The characters were informed of the place because they needed to get someplace on an errand for someone else.  They needed to use a portal in the city and had to travel to it using a map they were given that was some what incomplete.  They are a bit cowed by the joint though because they aren't sure they want to be messing around in Limbo.

Re: Weird Fantasy Megadungeon

The city in At the Mountains of Madness looks like a good template for a Weird megadungeon to me.

But Moria still works too. Dwarfs got greedy and went too deep, unleashing that which neither man nor dwarf was meant to know. The only thing that makes Middle-Earth not very Weird as such is the whole Good vs Evil thing. Sauron as a Lovecraftian entity could work if it didn't care about, or was oblivious to, the movements and machinations of the races that walked the earth. I think the concept of the Eye of Sauron becomes even more terrifying if you don't know, could never know, what it was looking for. Take away all motivations of Sauron and it's just this destructive *thing*. You can treat the balrog the same way.

And who wouldn't want the Colour Out of Space to descend upon the Shire?

(not that Lovecraft's ideas are a Weird monopoly, nor Tolkien a monopoly on straight fantasy, but I've just got them on the brain and they are the common touchstones and the concepts would be more easily communicated than, say, suggesting that one mix Poe and Anne McCaffrey... certainly the various beasties of Middle-Earth like Shelob and the tree in the old forest can fit a Lovecraftian vibe, it's just things like Gandalf, the ents and, as always, Bombadil that go against the idea)

Elrond as an elfy Ephraim Waite, except he just happens to have goals in common with you, seems fun too. big_smile

Re: Weird Fantasy Megadungeon

I'm with you on using At the Mountains of Madness as the inspiration; it looks like it'll be something called 'The Black City' or 'The Lost City of the Hyperboreans'.  I loved 'Beyond the Mountains of Madness', the Chaosium follow up to the Lovecraft story.  I'm picturing a sprawling ruined city (similar in concept to the old adventure module 'Dwellers of the Forbidden City' - that introduced the Yuan-Ti) except placed in the frozen north, with huge dungeons beneath the city.

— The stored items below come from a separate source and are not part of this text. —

Issue #1727, opened 2015-06-27
murmur.ini references old site


Tarun80:
#registerUrl=http://mumble.sourceforge.net/

Shouldn't this be updated to the new mumble.info? Noticed this made it's way into 1.2.9's ini.

mkrautz:
Yes!

bendem:
There is actually [quite a lot of references to sourceforge](https://github.com/mumble-voip/mumble/search?utf8=%E2%9C%93&q=sourceforge) scattered throughout the mumble codebase.

mkrautz:
Most of them cannot be changed as they are reverse-DNS-notation names that are part of APIs (DBus in particular), app bundle identifiers, and such.

The user-facing ones should be changed, though!

Tarun80:
Solved as per the above #1736.

PR #1736, opened 2015-07-01
Change sourceforge links to mumble.info links

synapse84:
Updated sourceforge links to point to the correct mumble.info equivalent links. in response to https://github.com/mumble-voip/mumble/issues/1727

### DIFF
--- a/INSTALL
+++ b/INSTALL
@@ -2,9 +2,9 @@ Binary versions
 ===============
 
 Binary versions for Win32 of the most recent version of mumble are provided
-on mumble.info, see http://mumble.info/
+at http://www.mumble.info/
 
-The only legitimate releases of Mumble will be on mumble.info, any other
+The only legitimate releases of Mumble will be on www.mumble.info, any other
 place offering Mumble is likely to contain trojans or viruses.
 
 Windows pre-requisites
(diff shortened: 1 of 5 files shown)


mkrautz:
LGTM

INSTALL
```diff
@@ -2,30 +2,30 @@ Binary versions
 ===============
 
 Binary versions for Win32 of the most recent version of mumble are provided
-on sourceforge.net, see http://www.sourceforge.net/projects/mumble/
+on mumble.info, see http://mumble.info/
```
bontibon: Maybe the following would be more compact:

> Binary versions for Win32 of the most recent version of Mumble are provided
> at http://mumble.info/.

hacst:
Hm. I'm wondering whether we shouldn't replace blank mumble.info links with www.mumble.info links instead. The way CDN's work it has quite a few downsides to have an apex domain (as in mumble.info) behind one so we either need to redirect it, use specific DNS provider capabilities which are non-standard or always make sure to not refer people to our apex domain (e.g. use www.mumble.info instead).

Thoughts?

synapse84:
Sounds good to me. I'll change them now.

hacst:
Squashed and merged as 0623c14 changed sourceforge links to mumble.info links . Thanks.

PR #1752, opened 2015-07-14
Use proper pkg-config flags for speech-dispatcher and fall back to ma…

svenstaro:
…nual default path

speech-dispatcher lives in `/usr/include/speech-dispatcher` as per upstream default and mumble should honor that (or at least expect that default to hold true). Also, due to that, it is necessary to use proper pkg-config flags.

### DIFF
--- a/src/mumble/mumble.pro
+++ b/src/mumble/mumble.pro
@@ -545,11 +545,12 @@ dbus {
 
 speechd {
 	DEFINES *= USE_SPEECHD
-	system(pkg-config --atleast-version=0.8 speech-dispatcher) {
+	system(pkg-config --atleast-version=0.8 --cflags --libs speech-dispatcher) {
 		DEFINES *= USE_SPEECHD_PKGCONFIG
 		PKGCONFIG *= speech-dispatcher
 	} else {
 		LIBS *= -lspeechd
+		INCLUDEPATH	*= /usr/include/speech-dispatcher
 	}
 }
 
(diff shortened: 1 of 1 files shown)


mkrautz:
Are you sure this has any effect?

The system() call you changed just checks whether there is a speech-dispatcher package on the system.

The real place where we instruct qmake to use the PKGCONFIG file is here:
https://github.com/svenstaro/mumble/commit/b9476bdf63c3a1a49b31d85cc652be1587e8fdc8#diff-cddee905268d811de0b4261b2cd5998eL550

?

mkrautz:
Ah, sorry. Didn't see the include path. But still... should it be provided by pkg-config in the first place. What's going on here?

mkrautz:
Here's what I think should be happening:

In normal circumstances, pkg-config is called, and we get the correct path. (I don't think your addition of --cflags --libs is necessary, since qmake should do the invocation, as described in my first post).

The fallback should only happen for old versions of speech dispatcher, that do not put headers in /usr/include/speech-dispatcher, but /usr/include.

Does this fix anything for you? If so, please explain, because I'm confused. :-)

svenstaro:
Oh you are totally right. Weird then, because pkgconfig certainly didn't append the correct include path for me, I had to do that manually. I'm going to take the additional flags out, however. Also, I suppose the fallback as I changed it should stay as it doesn't matter if it's pointing to a non-existent library for system that do not have the headers in the subdirectory. Compilers won't abort if you pass non-existent include dirs and /usr/include is the system-default anyway.

mkrautz:
It shouldn't be necessary unless pkg-config fails, but it's no harm, I suppose.

Landed as e8f627f8d52eae97ad8aff6bc24209b1a0e9426c.

PR #1758, opened 2015-07-21
Fix small error in bEnableEvdev config

Lartza:


mkrautz:
Landed in both master and 1.2.x, thanks!

Sorry for the trouble.

PR #1765, opened 2015-07-25
ALSA: Slightly better device suspend recovery

s1gtrap:
This solves all issues I was experiencing on my machine (just ALSA, no PulseAudio), it hasn't failed in testing, but is far from perfect (there's some weird behaviour still with the output code, but it recovers fine after a full cycle). Would like some feedback on this.

### DIFF
--- a/src/mumble/ALSAAudio.cpp
+++ b/src/mumble/ALSAAudio.cpp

It'll be a sprawling ruin of basalt buildings and strange, cyclopean architecture.  The ancient Hyperboreans were a prehistoric race of decadent men, the first users of magic. The ruins will have elements of weird science and alien magic. Perhaps the city was built in a time before the world shifted on its axis, rotating the land into the arctic circle.  The dungeons would get warmer the deeper you go, lingering effects of Hyperborean technology.  The dungeons themselves will be the ancient laboratories and halls where the Hyperborean scientist-wizards perfected their arts; there will be no lack of strangeness down there.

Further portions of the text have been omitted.